§ Task statement
Return every line from the one with "lucapette, line 13: if" through the one with "lucapette, line 33: as", inclusive, exactly as it appears below.

§ Saved entries
━━━

Issue #400, opened 2020-11-27
Load messages of conversation


AitorAlgorta:
Load text messages of conversation and display them correctly

PR #567, opened 2020-12-29
[#400] Load messages of conversations

thorstenairy:
Solves #400


frontend/demo/src/pages/Inbox/Messenger/MessageList/Avatar.scss
```diff
@@ -0,0 +1,49 @@
+// .DisplayName {
```
bitboxer, line 1: This could be deleted

frontend/demo/src/pages/Inbox/Messenger/MessengerListItem/index.tsx
```diff
@@ -0,0 +1,60 @@
...
+const connector = connect(mapStateToProps, null);
+
+const MessengerListItem = (props: MessengerListItemProps) => {
+  const {messageText, messageSenderType, message, lastMessages} = props;
+  const isUser = messageSenderType !== MessageSenderType.appUser;
+
+  const messageAvatar = (messageId: string) => {
+    Object.values(lastMessages).forEach(lastMessage => {
+      if (messageId === lastMessage.lastMessage.id) {
+        return <Avatar isLastMessage={true} avatarUrl={lastMessage.contact.avatarUrl} />;
```
bitboxer, line 32: Out of curiosity couldn't you inline the if statement to the `isLastMessage` and remove the need for two returns and the else?

frontend/demo/src/pages/Inbox/Messenger/MessengerListItem/index.tsx
```diff
@@ -0,0 +1,60 @@
...
+        return <Avatar isLastMessage={false} />;
+      }
+    });
+  };
+
+  return (
+    <div className={styles.messageListItemContainer}>
+      <div className={styles.messageListItem}>
+        {!isUser ? (
+          <div className={styles.messageListItemMember}>
```
bitboxer, line 43: can this be deleted?

frontend/demo/src/pages/Inbox/Messenger/MessengerListItem/index.tsx
```diff
@@ -0,0 +1,60 @@
...
+            {/* {messageText} */}
+            {/* {messageAvatar(message.id)} */}
+          </div>
+        ) : (
+          <div className={styles.messageListUserContainer}>
+            {console.log(messageAvatar(message.id))}
```
bitboxer, line 49: 💣

bitboxer (approved):
Really like this already. Some super minor comments

VERSION
```diff
@@ -1 +1 @@
-0.3.0
+0.4.0
```
lucapette, line 1: something wrong with this branch I think

lucapette (changes requested):

frontend/demo/src/pages/Inbox/ConversationListItem/index.tsx
```diff
@@ -31,8 +31,8 @@ const mapStateToProps = (state: StateModel) => {
 const connector = connect(mapStateToProps, null);
 
 const FormattedMessage = ({message}: FormattedMessageProps) => {
-  if (message && message.content) {
-    return <>{message.content.text}</>;
+  if (message && message.content[0]) {
```
AitorAlgorta, line 34: This needs improvement but should be enough to unblock the ticket

lucapette: true! We should probably already add a follow up ticket (that discussion is relevant for the chat plugin as well)

frontend/demo/src/actions/messages/index.ts
```diff
@@ -0,0 +1,31 @@
...
+
+export const loadingMessagesAction = createAction(
+  MESSAGES_LOADING,
+  resolve => (messagesInfo: {conversationId: string; messages: Message[]}) => resolve(messagesInfo)
+);
+
+export function listMessages(conversationId: string) {
+  return async (dispatch: Dispatch<any>) => {
+    return HttpClient.listMessages({
+      conversation_id: conversationId,
```
lucapette, line 15: the listMessages input type could respect JS conventions right? We could do the mapping inside the call to the backend? I'm wondering if the rest of the library looks like that and I didn't notice

frontend/demo/src/pages/Inbox/Messenger/MessageList/Avatar.tsx
```diff
@@ -0,0 +1,25 @@
...
+  return avatarUrl && isLastMessage ? (
+    <div className={'avatarImage'}>
+      <img src={airyAvatarImage} />
+    </div>
+  ) : (
+    <div className={'noAvatar'}>
+      <img />
+    </div>
+  );
+};
```
lucapette, line 23: this would probably be a little more readable with an early return for the last message avatar and an explicit return for the no avatar (which I'd probably extract into a local `const noAvatar = () => ...`)

frontend/demo/src/pages/Inbox/Messenger/MessageList/index.tsx
```diff
@@ -0,0 +1,75 @@
...
+    messageListRef.current.scrollTop = messageListRef.current.scrollHeight;
+  };
+
+  return (
+    <div className={styles.messageList} ref={messageListRef}>
+      {messages.map((message: Message) => {
+        return (
+          <MessageListItem
+            key={message.id}
+            messageText={message.content[0].text}
```
lucapette, line 64: it's probably the same here right? (I mean the comment about the content part)

frontend/demo/src/pages/Inbox/Messenger/MessengerContainer/index.tsx
```diff
@@ -0,0 +1,36 @@
...
+
+const MessengerContainer = (props: MessengerContainerProps) => {
+  const {conversations, match} = props;
+
+  return (
+    <div className={styles.messengerContainer}>
+      {!conversations ? (
+        <div className={styles.emptyState}>
+          <h1>Your conversations will appear here as soon as a contact messages you.</h1>
+          <p>Airy Messenger only shows new conversations from the moment you connect your Facebook Pages.</p>
```
lucapette, line 26:
```suggestion
          <p>Airy Messenger only shows new conversations from the moment you connect at least one channel.</p>
```

frontend/demo/src/reducers/data/messages/index.ts
```diff
@@ -0,0 +1,46 @@
...
+import {Message} from 'httpclient';
+import {DataState} from '..';
+
+type Action = ActionType<typeof actions>;
+
+export type MessagesState = {
+  data: DataState;
+};
+
+export type MessageMap = {
```
lucapette, line 13: if I understand this correctly we could call the type `MessageById`

frontend/demo/src/reducers/data/messages/index.ts
```diff
@@ -0,0 +1,46 @@
...
+const initialState = {
+  all: {},
+};
+
+function organiseMessages(messages: Message[]): MessageMap {
+  const newMessages: MessageMap = {};
+  messages.forEach((message: Message) => {
+    newMessages[message.id] = message;
+  });
+  return newMessages;
```
lucapette, line 30: `_.keyBy(messages)` should do the same (we already have lodash right?)

lib/typescript/httpclient/endpoints/listConversations.ts
```diff
@@ -5,12 +5,12 @@ import {ConversationPayload} from '../payload/ConversationPayload';
 import {MessagePayload} from '../payload/MessagePayload';
 import {PaginatedPayload} from '../payload/PaginatedPayload';
 
-const messageMapper = (payload: MessagePayload): Message => {
+export const messageMapper = (payload: MessagePayload): Message => {
```
lucapette, line 8: the mappers are private "by choice" as there's no need to export this (from the perspective of the api lib I mean). I also can't find where we're using this. But I imagine we may need to extract it from this endpoint and use it in one than one place. When I discussed this with @AudreyKj we thought to wait until it was really needed (now it seems so) before introducing one more folder (`httpclient/mappers` ?). But the point of not making those importable from the lib stays

lib/typescript/httpclient/model/Message.ts
```diff
@@ -28,13 +30,36 @@ export enum MessageState {
   delivered = 'DELIVERED',
 }
 
+export enum MessageSenderType {
```
lucapette, line 33: as we call this `SenderType` it may be worth reflecting the naming in the frontend. Especially because we intend to simplify in #572 soon enough and it would be easier to catch this

lib/typescript/httpclient/model/Message.ts
```diff
@@ -28,13 +30,36 @@ export enum MessageState {
...
+  senderType: MessageSenderType;
+  sentAt: Date;
 }
+export interface MessagePayloadData {
+  data: MessagePayload[];
+}
+
+export const messageMapperData = (payload: MessagePayloadData): Message[] => {
+  const messages = [];
+  payload.data.forEach((messagePayload: MessagePayload) => {
```
lucapette, line 54: `return payload.data.map` so we can save the var?

lucapette (commented):
Looking very good! 

First pass,

lib/typescript/httpclient/payload/PaginatedPayload.ts
```diff
@@ -1,4 +1,5 @@
+import {ResponseMetadataPayload} from '../payload/ResponseMetadataPayload';
 export interface PaginatedPayload<T> {
   data: T[];
-  responseMetadata: {previousCursor: string; nextCursor: string; total: number};
+  responseMetadata: ResponseMetadataPayload;
```
lucapette, line 4: this type was also not introduced on purpose... it's not really needed right?

AitorAlgorta: why is not needed?

lucapette: because it's not really its own thing... it's always embedded in the paginatedpayload that is already a type...

frontend/demo/src/pages/Inbox/ConversationListItem/index.tsx
chrismatix: Since we will always have to deal with content lists, I think we need to reorganize the code so that the message renders as a wrapper that contains a mapped view of the content. Every single content block contains enough information to render it on its own.

Pseudo code:
```jsx
<Message>
{message.content.map((content) => renderMessageContent(content))}
</Message>
```

chrismatix: The challenge for the data model is that as a default we have to accommodate sources that send multiple content pieces per message. This is why we had to make content a list, which is easy to handle with maps :)

frontend/demo/src/reducers/data/messages/index.ts
AitorAlgorta: `return _.keyBy(messages, 'id');`

lucapette (approved):
:shipit:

━━━

§ Written response
lucapette, line 13: if I understand this correctly we could call the type `MessageById`

frontend/demo/src/reducers/data/messages/index.ts
```diff
@@ -0,0 +1,46 @@
...
+const initialState = {
+  all: {},
+};
+
+function organiseMessages(messages: Message[]): MessageMap {
+  const newMessages: MessageMap = {};
+  messages.forEach((message: Message) => {
+    newMessages[message.id] = message;
+  });
+  return newMessages;
```
lucapette, line 30: `_.keyBy(messages)` should do the same (we already have lodash right?)

lib/typescript/httpclient/endpoints/listConversations.ts
```diff
@@ -5,12 +5,12 @@ import {ConversationPayload} from '../payload/ConversationPayload';
 import {MessagePayload} from '../payload/MessagePayload';
 import {PaginatedPayload} from '../payload/PaginatedPayload';
 
-const messageMapper = (payload: MessagePayload): Message => {
+export const messageMapper = (payload: MessagePayload): Message => {
```
lucapette, line 8: the mappers are private "by choice" as there's no need to export this (from the perspective of the api lib I mean). I also can't find where we're using this. But I imagine we may need to extract it from this endpoint and use it in one than one place. When I discussed this with @AudreyKj we thought to wait until it was really needed (now it seems so) before introducing one more folder (`httpclient/mappers` ?). But the point of not making those importable from the lib stays

lib/typescript/httpclient/model/Message.ts
```diff
@@ -28,13 +30,36 @@ export enum MessageState {
   delivered = 'DELIVERED',
 }
 
+export enum MessageSenderType {
```
lucapette, line 33: as we call this `SenderType` it may be worth reflecting the naming in the frontend. Especially because we intend to simplify in #572 soon enough and it would be easier to catch this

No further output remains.